The graphic appearance of the bodies in Inferno seems to strengthen Eric Pyle’s claim that “the people in all the states of Hell have lost their ability to see infinity of which they are a part, and they believe that the boundary of themselves stops at what they call the body” (123). Blake refers to this condition as Selfhood. Selfhood is a question of perception rather than of morality. Milton calls it both “a false Body: an Incrustation over my Immortal / Spirit” and “Satan”—​“I in my Selfhood am that Satan: I am that Evil One! / He is my Spectre!” (Milton 40[46].35-36, E 142; 14[15].30-31, E 108). Selfhood prevents humans from seeing beyond material surfaces to the Eternal World within. The bodies of the ones confined in their fallen condition appear thus enclosed in themselves by means of the soul, which is “the source for its own constriction and obstruction” (Quinney 130). The closure of their senses is graphically reflected in their bodily outlines, dense materiality, and contracted postures, to the extent that it is difficult to discern human bodies from clusters of nonhuman matter. The body line resembles rock formations, as, for instance, in the stony bridge made of giant human fragments in The Devils under the Bridge (no. 39, illus. 3) and the body-compound column to the left side of The Pit of Disease: The Falsifiers (no. 61, illus. 4).

3. William Blake. The Devils under the Bridge (see enlargement). Pen and ink and watercolor over black chalk and pencil, 1824–​27. 37.3 × 52.7 cm. National Gallery of Victoria, Melbourne, Felton Bequest, 1920. 1000-3. Photo: National Gallery of Victoria, Melbourne.
4. William Blake. The Pit of Disease: The Falsifiers (see enlargement). Ink and watercolor, 1824–​27. 37.2 × 52.7 cm.

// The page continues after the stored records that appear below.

PR #111183, opened 2023-07-03
Add labels automatically when a hash mismatch is mentioned

Trenly:
cc @stephengillie / @denelon
 ###### Microsoft Reviewers: codeflow:open?pullrequest=https://github.com/microsoft/winget-pkgs/pull/111183&drop=dogfoodAlpha

### DIFF
--- a/.github/policies/labelManagement.issueOpened.yml
+++ b/.github/policies/labelManagement.issueOpened.yml
@@ -96,6 +96,7 @@ configuration:
       - description: >-
           When a pull request is opened, if the content contains "Hash Mismatch" or "Hash does not match" (case insensitive)
           * Add the Update-Request label
+          * Add the Error-Hash-Mismatch label
         if:
           - payloadType: Issues
           - isAction:
@@ -106,5 +107,7 @@ configuration:
         then:
           - addLabel:
               label: Update-Request
+          - addLabel:
+              label: Error-Hash-Mismatch # It's okay to add this label to issues since the labelAdded.errorHashMismatch triggers only respond to PRs
 onFailure:
 onSuccess:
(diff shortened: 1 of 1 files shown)


.github/policies/labelManagement.issueOpened.yml
```diff
@@ -93,5 +93,18 @@ configuration:
...
+        if:
+          - payloadType: Issues
+          - isAction:
+              action: Opened
+          - bodyContains:
+              pattern: (?i)hash[\s-](mismatch|does\snot\smatch)
+              isRegex: True
+        then:
+          - addLabel:
+              label: Update-Request
```
mdanish-kh, line 108: How about adding Error-Hash-Mismatch label too? Also this got me thinking, since hash mismatches are so common, maybe it's better we have another category for it in the issue templates that automatically applies that label. That'll help filtering out the "trivial" hash mismatch cases and the other non-obvious package issues..

Trenly: I think that adding the label automatically would work, since the Error-Hash-Mismatch trigger looks like it's only set to respond to PR's.

I don't think that having a separate issue template for it would really help at all, since many inexperienced users may simply classify it as a bug or a package issue. Also, the specific issue type for hash mismatches in the bug template would hit this trigger and apply the labels anyways

.github/policies/labelManagement.issueOpened.yml
```diff
@@ -96,6 +96,7 @@ configuration:
       - description: >-
           When a pull request is opened, if the content contains "Hash Mismatch" or "Hash does not match" (case insensitive)
```
mdanish-kh, line 97:
```suggestion
          When an issue is opened, if the content contains "Hash Mismatch" or "Hash does not match" (case insensitive)
```

mdanish-kh (approved):

denelon (approved):

PR #112033, opened 2023-07-13
fix hash

CoolPlayLin:
Resolve #111954

-----

 ###### Microsoft Reviewers: codeflow:open?pullrequest=https://github.com/microsoft/winget-pkgs/pull/112033&drop=dogfoodAlpha


mdanish-kh (changes requested):
Typically a hash mismatch indicates a newer release and is the case here; You'll have to set `PackageVersion: 10.10.58` in all yaml files and add the manifest in a newer directory `10.10.58`.

One way to do this would be here in GitHub Web by pressing the <kbd>.</kbd> (dot) key on your keyboard that'll open up the PR in VS Code Online. Navigate to Explorer menu, find the required folder and make the appropriate cut-paste change.

After that, stage and commit your changes from Source Control menu on the left. (The changes are automatically pushed)

stephengillie (approved):

PR #115303, opened 2023-08-04
Add Developer ISSUE_TEMPLATE

CoolPlayLin:
CC @denelon @stephengillie

-----

 ###### Microsoft Reviewers: codeflow:open?pullrequest=https://github.com/microsoft/winget-pkgs/pull/115303&drop=dogfoodAlpha

### DIFF
--- a/.github/ISSUE_TEMPLATE/package_request.yml
+++ b/.github/ISSUE_TEMPLATE/package_request.yml
@@ -1,5 +1,5 @@
 name: "➕ New Package Request for User"
-description: Suggest a package for submission (this does not mean you have to implement it) This template is provide with user who love software.
+description: Suggest a package for submission (this does not mean you have to implement it), This template is provide for users who love software.
 labels: ["Help-Wanted", "Package-Request"]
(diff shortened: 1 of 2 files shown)


Trenly:
As discussed on Gitter / Element - I feel that having a template with such a similar name will only confuse users more, especially because it won't be clear who should use which template or when.

CoolPlayLin:
@Trenly
I've modified the description of these template to differentiate them.

Trenly (changes requested):
> @Trenly
> I've modified the description of these template to differentiate them.

I still don’t think the difference is clear. Also, if someone is taking the time to provide all the manifest information in an issue, it would be just as fast (and arguably easier) for them to make the manifest themselves.

I disagree with the concept at a fundamental level

stephengillie:
If this template gathers all the info needed to build a manifest, then it should also kick off a GitHub Action to generate the template PR. Basically this would be a web-based intake method. But should be optional.

Trenly:
Since this has been sitting for over a month, marking it as stale;

PR #115308, opened 2023-08-04
Remove: calibre.calibre version 6.23.0

pxwiz:
###### Microsoft Reviewers: codeflow:open?pullrequest=https://github.com/microsoft/winget-pkgs/pull/115308&drop=dogfoodAlpha


Trenly:
Is there a reason for removing this package?

pxwiz:
> Is there a reason for removing this package?

Submitted manifests for new version of this package & the portable version.

Trenly:
> > Is there a reason for removing this package?
> 
> Submitted manifests for new version of this package & the portable version.

But the URLs for this version still work? Newer versions don't always mean the older versions need to be removed, as long as the download and install still works, I think it's best to keep the versions available for users to install with `--version`

pxwiz:
> > > Is there a reason for removing this package?
> > 
> > 
> > Submitted manifests for new version of this package & the portable version.
> 
> But the URLs for this version still work? Newer versions don't always mean the older versions need to be removed, as long as the download and install still works, I think it's best to keep the versions available for users to install with `--version`

As there is no cleanup for historical versions, I typically submit manifests for new version & delete version together, so my previous submission is removed.  I don't want to manage historical versions, if the developer decides to remove the binaries from his downloads sections.

stephengillie (approved):

PR #432525, opened 2026-09-10
New package: NoaSansH.Thermalyn version 1.1.1

NoaSansH:
### New package: `NoaSansH.Thermalyn` version 1.1.1

Thermalyn is an open-source (GPL-3.0-or-later) hardware monitor for Windows 11 that reads processor, graphics, memory and drive sensors. Repository: https://github.com/NoaSansH/Thermalyn

- Manifest validated locally with `winget validate` (winget v1.29.290): passed.
- `ProductCode` verified against the real uninstall registry key on a machine with 1.1.1 installed: `{8F2C1D74-4E63-4A18-9E2B-5C7A0D3F1B96}_is1`.
- `InstallerSha256` taken from `SHA256SUMS.txt` published with the release, and matches the asset served at the installer URL.
- The URL points at the version-stamped asset `Thermalyn-Setup-1.1.1.exe` rather than the release's rolling `Thermalyn-Setup.exe` alias, so it stays immutable.

Two things a reviewer may want to know up front:

**The installer is not code-signed.** The project is maintained by one person and has no certificate. Every release binary does carry a signed GitHub build provenance attestation, verifiable with `gh attestation verify Thermalyn-Setup-1.1.1.exe --repo NoaSansH/Thermalyn`, which proves it was built by the repository's workflow at that tag.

Tate, purchased with the assistance of a special grant from the National Gallery and donations from the Art Fund, Lord Duveen, and others, and presented through the the Art Fund, 1919. N03362. Photo: Tate.
In Dante, both bridges originate from a natural substance: Luogo è in inferno detto Malebolge,
tutto di pietra di color ferrigno,
come la cerchia che dintorno il volge.
………………………………………………
e come a tai fortezze da’ lor sogli
a la ripa di fuor son ponticelli,
così da imo de la roccia scogli
movien che ricidien li argini e ’ fossi
infino al pozzo che i tronca e raccogli.
(Inf. 18.1-3, 14-18; my emphasis)
There is a place within the depths of hell
Call’d Malebolge, all of rock dark-stain’d
With hue ferruginous, e’en as the steep
That round it circling winds.
……………………………………………………………
and as like fortresses, E’en from their threshold to the brink without,
Are flank’d with bridges; from the rock’s low base
Thus flinty paths advanc’d, that ’cross the moles
And dikes struck onward far as to the gulf,
That in one bound collected cuts them off.
(Cary 1: 152-53; my emphasis)
Noi discendemmo in su l’ultima riva
del lungo scoglio, pur da man sinistra;
e allor fu la mia vista più viva
giù ver’ lo fondo, là ’ve la ministra
de l’alto Sire infallibil giustizia
punisce i falsador che qui registra.
(Inf. 29.52-57; my emphasis)
We on the utmost shore of the long rock
Descended still to leftward. Then my sight
Was livelier to explore the depth, wherein
The minister of the most mighty Lord,
All-searching Justice, dooms to punishment
The forgers noted on her dread record.
(Cary 1: 254; my emphasis)
In the designs, Blake’s stone metaphors powerfully evoke in watercolor the apocalyptic imagery of Satan’s degeneration to Selfhood implied in Milton: His bosom grew
Opake against the Divine Vision: the paved terraces of
His bosom inwards shone with fires, but the stones becoming opake!
Hid him from sight, in an extreme blackness and darkness,
And there a World of deeper Ulro was open’d, in the midst
Of the Assembly.
(Milton 9.30-35, E 103)
The opacity of the stones obstructs Satan’s sight of the divine the way color density characterizes the condition of the fallen and the rocky architecture in the illustrations to Inferno.

While Dante describes the underworldly topography with peculiar realism, Blake conceptualizes the geology of the first cantica around the human body. Connolly comes to a similar conclusion when comparing the Gothic door in the frontispiece of Jerusalem with the infernal gate: “Like Dante’s, this is an entry into the world of the dead. While Dante’s inferno is a terrain which culminates in the body of the devil as a place to be tortured, for Blake the body plays a greater role in shaping the geography of hell” (21). The occurrence of anatomical parts amalgamated with rock formations is distinctive to Blake’s imagery. The artist incorporates stone and flesh also in The Primaeval Giants Sunk in the Soil (no. 63, illus. 5), where the five figures possibly stand for the five senses (Bindman, Commedia 144), “the chief inlets of Soul” (The Marriage of Heaven and Hell plate 4, E 34).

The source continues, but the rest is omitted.